Source data
▬▬▬▬▬▬
Issue #5030, opened 2026-05-23
`Integration tests (vz) (default.yaml)` is failing after updating nerdctl to v2.3.1


AkihiroSuda:
> `Integration tests (vz) (default.yaml)` is failing
> https://github.com/lima-vm/lima/actions/runs/26283194704/job/77393125410
> ```
> + limactl shell default nerdctl run -d --name nginx -p 127.0.0.1:8080:80 ghcr.io/stargz-containers/nginx:1.19-alpine-org
> time="2026-05-22T14:04:22Z" level=warning msg="treating lima version \"15f5ce2\" from \"/Users/runner/.lima/default/lima-version\" as very latest release"
> 8f9b5014bb9e5eb02b1b2d8e05950af4d332dba07c61769450bff7079160233f
> + timeout 3m bash -euxc 'until curl -f --retry 30 --retry-connrefused http://127.0.0.1:8080; do sleep 3; done'
> + curl -f --retry 30 --retry-connrefused http://127.0.0.1:8080/
>   % Total    % Received % Xferd  Average Speed  Time    Time    Time   Current
>                                  Dload  Upload  Total   Spent   Left   Speed
> 
>   0      0   0      0   0      0      0      0                              0
>   0      0   0      0   0      0      0      0           00:01              0
>   0      0   0      0   0      0      0      0           00:02              0
>   0      0   0      0   0      0      0      0           00:03              0
> ```

_Originally posted by @AkihiroSuda in https://github.com/lima-vm/lima/issues/5024#issuecomment-4525999170_

jandubois:
I don't have time to look into this myself right now, but I got Claude w/ Opus 4.7 try to analyze it. Maybe it has some hints worth following.

---

## Issue 5030 — root-cause analysis

**Bisection.** The failure appeared when nerdctl 2.3.1 merged (commit `cfb9f31d`, CI run 26299823973). Pre-merge runs of `Integration tests (vz) (default.yaml)` passed; every push since then fails the same job.

**Symptom.** curl gets `(52) Empty reply from server` after ~30s — *not* connection refused. Something at macOS `127.0.0.1:8080` accepts the TCP handshake, never returns data, and closes.

### The smoking gun isn't nerdctl, it's the bundled RootlessKit

nerdctl 2.3.0 bumped `nerdctl-full` to **RootlessKit v3.0.0** (major version bump from v2.x). The v3.0.0 changelog headline:

[...]

PR #5024, opened 2026-05-22
nerdctl: update from v2.2.2 to v2.3.1

unsuman:
https://github.com/containerd/nerdctl/releases/tag/v2.3.1

PR #5031, opened 2026-05-24
Pin rootless `containerd` backend to `slirp4netns`

unsuman:
This is a trial PR to validate whether forcing `slirp4netns` solves the recent CI regression observed in #5030 since this is irreproducible locally.

See https://github.com/containerd/nerdctl/pull/4827

`Assisted-by: Claude Opus 4.6`

### DIFF
--- a/hack/test-templates.sh
+++ b/hack/test-templates.sh
@@ -397,142 +397,17 @@ if [[ -n ${CHECKS["container-engine"]} ]]; then
 	limactl shell "$NAME" $sudo $CONTAINER_ENGINE pull --quiet ${nginx_image}
 	limactl shell "$NAME" $sudo $CONTAINER_ENGINE run -d --name nginx -p 127.0.0.1:8080:80 ${nginx_image}
 
-	if ! timeout 3m bash -euxc "until curl -f --retry 15 --retry-connrefused http://127.0.0.1:8080; do sleep 3; done"; then
-		INFO "=== DEBUG: port forwarding failed (#5030) - FINAL diagnostic run ==="
+	sleep 3
+	if ! limactl shell "$NAME" $sudo $CONTAINER_ENGINE inspect nginx --format '{{.State.Running}}' 2>/dev/null | grep -q "true"; then
+		INFO "Container exited immediately (broken stdout pipe with detach-netns), retrying with redirected output"
+		limactl shell "$NAME" $sudo $CONTAINER_ENGINE rm -f nginx 2>/dev/null || true
+		limactl shell "$NAME" $sudo $CONTAINER_ENGINE run -d --name nginx -p 127.0.0.1:8080:80 \
+			--entrypoint sh ${nginx_image} -c 'exec >/dev/null 2>&1; exec /docker-entrypoint.sh nginx -g "daemon off;"'
+	fi
 
-		# 1. Full container inspect (not truncated)
-		INFO "[1/12] nerdctl inspect nginx"
-		limactl shell "$NAME" $sudo $CONTAINER_ENGINE inspect nginx 2>&1 || true
-
-		# 2. Container logs
-		INFO "[2/12] nerdctl logs nginx"
+	if ! timeout 3m bash -euxc "until curl -f --retry 30 --retry-connrefused http://127.0.0.1:8080; do sleep 3; done"; then
+		limactl shell "$NAME" $sudo $CONTAINER_ENGINE inspect nginx 2>&1 | head -40 || true
 		limactl shell "$NAME" $sudo $CONTAINER_ENGINE logs nginx 2>&1 || true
▬▬▬▬▬▬
:: Task directions ::
Go through the entries above and report every line in which the word "logs" appears.

:: Response to the task ::
-		# 2. Container logs
-		INFO "[2/12] nerdctl logs nginx"
 		limactl shell "$NAME" $sudo $CONTAINER_ENGINE logs nginx 2>&1 || true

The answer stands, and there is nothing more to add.